When I was eight days old, I was carried into a synagogue on a fluffy white pillow while the congregation yelled, “Baruch Habah!” or, “Blessed Is the One Arriving,” and the mohel, a rabbi who performs the ritual circumcision, removed my diaper and cut off the foreskin of my penis. At least Isaac got Mount Moriah and nature. I got a stranger’s lap and a stuffy room full of people staring at me. Some of them clapped and sang. Some cried. Some fainted. I was officially one of them. I had made the cut. The fourth of eight children (four boys, four girls), I was raised in the Orthodox Jewish community of Monsey, New York.
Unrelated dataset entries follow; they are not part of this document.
PR #897, opened 2025-04-01
c: fixup cmake files and dependencies

franziskuskiefer:
This is currently blocking other things from being merged.

### DIFF
--- a/.github/workflows/mlkem-c.yml
+++ b/.github/workflows/mlkem-c.yml
@@ -165,7 +165,13 @@ jobs:
       - uses: actions/download-artifact@v4
         with:
           name: c-extraction
-          
+
+      - name: Set CC and CXX to Clang on Ubuntu
+        if: matrix.os == 'ubuntu-latest'
+        run: |
+          echo "CC=clang" >> $GITHUB_ENV
+          echo "CXX=clang++" >> $GITHUB_ENV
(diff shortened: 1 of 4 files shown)


keks (approved):
I think this looks good. I am not entirely sure why the library updates are needed, but since CI passes I trust that they are fine.

franziskuskiefer:
> I think this looks good. I am not entirely sure why the library updates are needed, but since CI passes I trust that they are fine.

This is only run on the merge queue.
The updates are necessary because that's what is failing (they also weren't using ranges for the minimum cmake version).

keks:
Should be related to this line in the workflow, but I am not sure what is going on in there: https://github.com/cryspen/libcrux/actions/runs/14198966199/workflow#L169-L172

The specific file seems to be some version of this: https://github.com/google/benchmark/blob/main/test/benchmark_min_time_flag_iters_test.cc

Probably imported here: https://github.com/cryspen/libcrux/blob/330abc7d3f766e0e4105058fe39e2a5a18870b7e/libcrux-ml-kem/c/CMakeLists.txt#L153-L156

Maybe bump that version as well?

franziskuskiefer:
Oh well, gcc ... I try switching to clang on CI. gcc lto isn't great.

PR #899, opened 2025-04-01
Drop F* files, modify CI accordingly

### LINKED ISSUE #898: F*: drop F* files
With PR https://github.com/cryspen/libcrux/pull/874, we now extract `libcrux-intrinsics` via hax in two different manners: one for ml-kem, another one for ml-dsa.

Having checked in F* files in the repo is incompatible with such two extraction for one given target.

Chatting with @franziskuskiefer, the only option we see here is thus to drop checked-in F* files, for now.

W95Psp:
Fixes #898


.github/workflows/mlkem-hax.yml
```diff
@@ -104,6 +87,11 @@ jobs:
       - name: ⤵ Install FStar
         run: nix profile install github:FStarLang/FStar/v2025.02.17
 
+      - uses: actions/download-artifact@v4
+        with:
+          name: fstar-extractions
+          path: .
```
wysiwys, line 93: When running this job on the merge queue, since we now rely on the `fstar-extractions` artifact here, should the `extract` job above also be run on the `merge_group` trigger, to ensure that this artifact exists and is up to date?

wysiwys (commented):
This looks good to me in general! However, there is one question about whether to regenerate the `fstar-extractions` artifact on the merge queue in `mlkem-hax.yml`.

.github/workflows/mlkem-hax.yml
W95Psp: Oh, right, absolutely, thanks that makes sense!

wysiwys (approved):
Looks good to me!

PR #916, opened 2025-04-09
fix(F*): rename instance ids, following cryspen/hax#1391

W95Psp:
This PR updates some (hardcoded, we have no better way currently, see https://github.com/cryspen/hax/issues/1398) instance identifiers.
Those changed because of cryspen/hax#1391 which is updating the rustc pin: instance identifiers are hashes, so subtle changes to the AST make them change.

Note: th failure of hax-related jobs here is expected. I will bypass hax CI to get cryspen/hax#1391 in, then we will merge that PR.
I'm waiting on your approval @franziskuskiefer to bypass hax CI on cryspen/hax#1391, so that we can merge this PR right after.


karthikbhargavan:
Can we open an issue, if none exists, that we need to find a way to address instances in annotations, and then link that issue here?

karthikbhargavan (commented):
We need to also test this on bertie and pq11, both of which are somewhat critical right now. Let's please not merge if the proofs there break.

W95Psp:
I filed https://github.com/cryspen/hax/issues/1398 :)

franziskuskiefer (approved):

PR #917, opened 2025-04-10
Update eurydice_glue.h

msprotz:


karthikbhargavan (approved):
This looks like a non-breaking change and should work (if CI wills.)

PR #920, opened 2025-04-14
add xwing-06 support

### LINKED ISSUE #918: Add xwing-06 kem
Add xwing draft 06 and clean up other combiners in Kem.

https://datatracker.ietf.org/doc/draft-connolly-cfrg-xwing-kem/

keks:
Update to the hybrid kems.

- Drop support for XWingKyberDraft02, XWingKemDraft02, and X25519Kyber768Draft00
- Add support for [XWingKemDraft06](https://datatracker.ietf.org/doc/html/draft-connolly-cfrg-xwing-kem-06)
- Add key gen and encaps derandomized functions

Continues work from #919.

Closes #918


keks:
I gave this another review and I think the changes this PR make look good. I have opinions on the libcrux-kem crate API/architecture, but addressing these should be out of scope for this PR. Let's get this in and then iterate.

libcrux-kem/src/kem.rs
```diff
@@ -576,54 +474,101 @@ impl PublicKey {
...
+        }
+    }
+
+    /// Encapsulate a shared secret to the provided `pk` and return the `(Key, Enc)` tuple.
+    pub fn encapsulate_derand(&self, seed: &[u8]) -> Result<(Ss, Ct), Error> {
+        match self {
+            PublicKey::X25519(pk) => {
+                let new_sk = X25519PrivateKey::try_from(seed)?; // clamps
+                let new_pk =
+                    libcrux_ecdh::secret_to_public(libcrux_ecdh::Algorithm::X25519, &new_sk)?;
```
jschneider-bensch, line 502:
```suggestion
                    x25519_secret_to_public(&new_sk)?;
```

AFAICT this also means we don't need the `impl TryFrom<Vec<u8>>` for X25519 public keys.

libcrux-kem/src/kem.rs
```diff
@@ -576,54 +474,101 @@ impl PublicKey {
...
                 ))
             }
 
-            #[cfg(feature = "kyber")]
-            PublicKey::XWingKyberDraft02(XWingKemDraft02PublicKey { pk_m, pk_x }) => {
-                let seed = mlkem_rand(rng)?;
-                let (ct_m, ss_m) = kyber768::encapsulate(pk_m, seed);
-                let (ek_x, ct_x) = libcrux_ecdh::x25519_key_gen(rng)?;
+            PublicKey::XWingKemDraft06(XWingKemDraft06PublicKey { pk_m, pk_x }) => {
+                // let seed = mlkem_rand(rng)?;
```
jschneider-bensch, line 555:
```suggestion
```

libcrux-kem/src/kem.rs
```diff
@@ -914,53 +784,157 @@ pub fn key_gen(
...
             Ok((
-                PrivateKey::XWingKemDraft02(XWingKemDraft02PrivateKey {
-                    sk_m,
-                    sk_x,
-                    pk_x: X25519PublicKey(pk_x.0.clone()),
+                PrivateKey::XWingKemDraft06(XWingKemDraft06PrivateKey { seed }),
+                PublicKey::XWingKemDraft06(XWingKemDraft06PublicKey {
+                    pk_m: kp_m.pk().into(),
+                    // unwrap is ok here because it comes from the secret to pub above
+                    pk_x: pk_x.try_into().unwrap(),
```
jschneider-bensch, line 799: No need to `try_into()` here, I think.

libcrux-kem/src/kem.rs
```diff
@@ -914,53 +784,157 @@ pub fn key_gen(
...
             Ok((
-                PrivateKey::XWingKyberDraft02(XWingKemDraft02PrivateKey {
-                    sk_m,
-                    sk_x,
-                    pk_x: X25519PublicKey(pk_x.0.clone()),
+                PrivateKey::XWingKemDraft06(XWingKemDraft06PrivateKey { seed }),
+                PublicKey::XWingKemDraft06(XWingKemDraft06PublicKey {
+                    pk_m: kp_m.pk().into(),
+                    // unwrap is ok here because it comes from the secret to pub above
+                    pk_x: pk_x.try_into().unwrap(),
```
jschneider-bensch, line 873: No need to `try_into()` here.

libcrux-kem/src/kem.rs
```diff
@@ -914,53 +784,157 @@ pub fn key_gen(
...
+        ss_m: &[u8],
+        ss_x: &[u8],
+        ct_x: &[u8],
+        pk_x: &[u8],
+    ) -> XWingSharedSecret {
+        // label:
+        // \./
+        // /^\
+        // 5c2e2f2f5e5c
+        let mut input = ss_m.to_vec();
```
jschneider-bensch, line 916: All the inputs have a known length (32 bytes) so we could do this without `Vec` in a follow-up.

libcrux-ecdh/src/p256_internal.rs
```diff
@@ -32,6 +32,14 @@ impl TryFrom<&[u8]> for PublicKey {
     }
 }
 
+impl TryFrom<Vec<u8>> for PublicKey {
```
jschneider-bensch, line 35: Do we need this `impl`? Would be one more thing to guard if we at some point go full `no_std` here.

libcrux-ecdh/src/x25519.rs
```diff
@@ -31,17 +31,29 @@ impl TryFrom<&[u8]> for PublicKey {
     }
 }
 
+impl TryFrom<Vec<u8>> for PublicKey {
```
jschneider-bensch, line 34: Same question: Do we need this `impl`? I think if we use `x25519_secret_to_public` in `libcrux-kem` (see below), there's no need for it. Or did I miss something?

jschneider-bensch (dismissed):
I think it looks good!
I just have a few nits.

libcrux-kem/src/kem.rs
keks: With the current API design this is difficult to enforce, because a lot of the values come from the algorithm-agnostic enums before they are passed in, and we just call `.as_ref()` on them. I don't like this API-style personally, but I think as long as we use it, it doesn't make sense to do something clever here.

libcrux-ecdh/src/p256_internal.rs
keks: No we don't. I first deleted it, but then readded it when I realized that the one in X25519 is needed. I removed both since I now use x25519_secret_to_public (thanks for the hint)

libcrux-kem/src/kem.rs
jschneider-bensch: The length of the inputs here is part of the XWing spec (which could change, I guess), so I think we could assume them here and make it the caller's problem to check that. But yeah, that's just moving things around, when we really want a different overall structure.

jschneider-bensch (approved):

PR #922, opened 2025-04-16
Add `no_std` support to additional libcrux crates

wysiwys:
This PR makes the following crates `no_std`-compatible by default:
- `libcrux-traits`
- `libcrux-sha2`
- `libcrux-p256`

It also adds `no_std` support for the following crates (which can be activated with `default-features = false`):
- `libcrux-ml-kem`
- `libcrux-kem`
- `libcrux-ecdh`

Version numbers are also updated where needed.


keks (approved):
This looks good, thanks!

PR #924, opened 2025-04-18
Make sure Charon doesn't translate debug assertions

Nadrieril:
Charon used to disable debug assertions by default. As of https://github.com/AeneasVerif/charon/pull/660, it will stop doing that. 

I don't know whether you want the debug assertions in your generated code. Trying to compile ml-kem with debug assertions on doesn't work because of some missing function names (triggered by e.g. [this code](https://github.com/cryspen/libcrux/blob/0cc077121ef292dbc42308388552d6468b3567ce/libcrux-sha3/src/generic_keccak.rs#L102-L107)). The correct solution may be to update `eurydice-glue.h` so that this new code compiles.

In the meantime, this ensures debug assertions stay disabled after https://github.com/AeneasVerif/charon/pull/660. You may revert this if you want debug assertions in your generated code.


franziskuskiefer (approved):
Thanks for the heads up.
I don't think we want any asserts in the generated code for now.

Nadrieril:
I think you might have to re-approve?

There was a saying in Monsey about large families: “Every time a Jewish baby is born, we stick it to Hitler.” My father had high hopes that at least one of his four sons would stick it to Hitler better than anybody; become “The Wise One,” the next great rabbi of his generation; and spend his days studying Torah. In the early days of my parents’ marriage, my father, who dreamt of becoming a scholar himself, studied Torah in Kollel in Monsey, a school where adults learned the sacred texts and received a small paycheck. But the small paychecks weren’t paying the bills, especially once my mother got pregnant for the second time. After ten interviews, my father found work at a computer software company in Manhattan. He shaved his Kollel beard and began taking the Monsey Trails Bus to the city every morning, his dream of becoming a great Jewish scholar destroyed by the births of his children. He tried grooming my older brother, Yisroel Meir, named after the Chafetz Chaim (one of the revolutionaries in the writing of Jewish law), to become a scholar. When Yisroel Meir was just a few months old, my father taped pictures of rabbis to the bars of his crib. But my brother was born a rebel and tore the pictures down. I imagine he became nauseated by the bearded men who stared at him while he fell asleep and were still there when he woke up. And so four years later when I was born, my father turned to me, his second son. “Moshe, do you know who you’re named after?” he asked throughout my childhood, smiling at me across the Shabbos table. “Rabbi Moshe Feinstein.”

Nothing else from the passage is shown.